Task brief: In the material below, find each line holding the string "tests" and copy it.

---------- Dataset records

PR #525, opened 2025-09-30
Archive projects and block actions for archived projects

### LINKED ISSUE #22: [Use Case]: Archive Project

Project Admin

### Describe the use case

As project admin, I want to archive a project.

### Acceptance criteria

- an archived project is not listed in the project list on the landing/home page
- archived project is considered read-only

### Anything else?

Part of #15 

Extended by #23

### LINKED ISSUE #480: [Bug]: Block certain actions in archived projects

#22

### What happened?

When you visit the homepage and started the frontend with the mock backend, there is a chance that you see archived projects. When you open such an archived projects, there is no difference to an active project, which is not correct, as an archived project should be read-only and allow only the action to "re-activate it".

### Steps to reproduce

1. Start the mock backend with a high probability that a user participates in an archived project
2. Go on the homepage of the frontend
3. Go into the archived project

### What did you expect?

I would expect, that I can view everything from the project, but all actions are blocked / disabled except for on button or switch to activate the project again.

### Anything else?

_No response_

Merseleo:
Closes #480
Closes #22 

## What I have made

- I added a settings component `ArchiveProjectSettings` that allows a user to archive an active project and activate a project that is currently archived
- I updated the `buildFieldMask` utility function to optionally set fields that should be excluded from the field mask, as the `id` field should not be contained in the most field masks for example
- I refactored the project settings by extracting identical +page.ts load functions in a single +layout.ts load function for the project settings and by improving the check, whether the current user is project admin
- I removed the page for archived projects
- I converted the `clickOutsideOrEscape` action into the attachment
- I created a `disableIfProjectIsArchived` attachment (not used, idea was to use this for automatically disabling all interactive elements in the project subpages, but our implementation is not ready for such a thing and the attachments still seems to be buggy)
- I refactored the custom contexts and moved all of them into a separate directory
- I added a new context storing whether a project is archived or not
  - All "interactive" components, mainly on the project paper view and project settings, are disabled, whenever the boolean value in this context is true, i.e., the project is currently disabled
- I added a "Archived" badge to the project navigation bar, if the project is archived

Closed #560 as this branch is rebased on that PR.

## Checklist

### Author

  - [ ] ~~unit tests~~
  - [x] integration tests
  - [x] end-to-end tests

### Reviewer


luca-schlecker (dismissed):
This is looking good and fixes the issues I had with the original PR #560. I'd propose just merging this and closing the other one, adding a notice to this to also close the other issue.

src/lib/components/composites/paper-components/paper-view/cards/PaperDetailsCard.svelte
Slartibartfass2:
```suggestion
        {#if allowEditModeToggle && !isProjectArchived}
```
This way you can remove all the added conditions below. Just don't show them the actions.

Slartibartfass2 (changes requested):
Since your reviewer is currently unavailable, I took a look, and this is great work!
I noticed two missing things where the user shouldn't be allowed to execute an action when the project is archived:
1. Adding a paper to a stage on the project's paper page. (The button should be disabled)
2. Adding highlighted keywords, although one could argue that since this is only stored locally, this has nothing to do with an archived project. (That one is up to you).

Edit: Also, please either correct the Teamscale findings, mark them as false positives or as tolerated.

Merseleo:
> Since your reviewer is currently unavailable, I took a look, and this is great work! I noticed two missing things where the user shouldn't be allowed to execute an action when the project is archived:
> 
> 1. Adding a paper to a stage on the project's paper page. (The button should be disabled)

It is quite hard to disable this "button", as it actually isn't a button but (given the `href` attribute) a `<a>` tag which cannot be disabled. We could alternatively simulate it but not showing the button at all seems the easiest way. What do you think?

> 2. Adding highlighted keywords, although one could argue that since this is only stored locally, this has nothing to do with an archived project. (That one is up to you).

Here I do not quite understand why this should be disabled? I thought this is a helper for finding / reading papers and has nothing todo with the project status in my opinion. Actually I thought we only want to block actions that alter something in the project, but this is only a not-synced, personal visualization helper. So I wouldn't disable this.

Slartibartfass2 (approved):
> It is quite hard to disable this "button", as it actually isn't a button but (given the `href` attribute) a `<a>` tag which cannot be disabled. We could alternatively simulate it but not showing the button at all seems the easiest way. What do you think?

Not showing is fine for me.

> Here I do not quite understand why this should be disabled? I thought this is a helper for finding / reading papers and has nothing todo with the project status in my opinion. Actually I thought we only want to block actions that alter something in the project, but this is only a not-synced, personal visualization helper. So I wouldn't disable this.

Yes, that's why I said it's debatable. One could find it strange that some actions in a project are allowed and some not, but I think it's fine as is. User reports would be helpful for something like that.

--------------------

Task result:
  - [ ] ~~unit tests~~
  - [x] integration tests
  - [x] end-to-end tests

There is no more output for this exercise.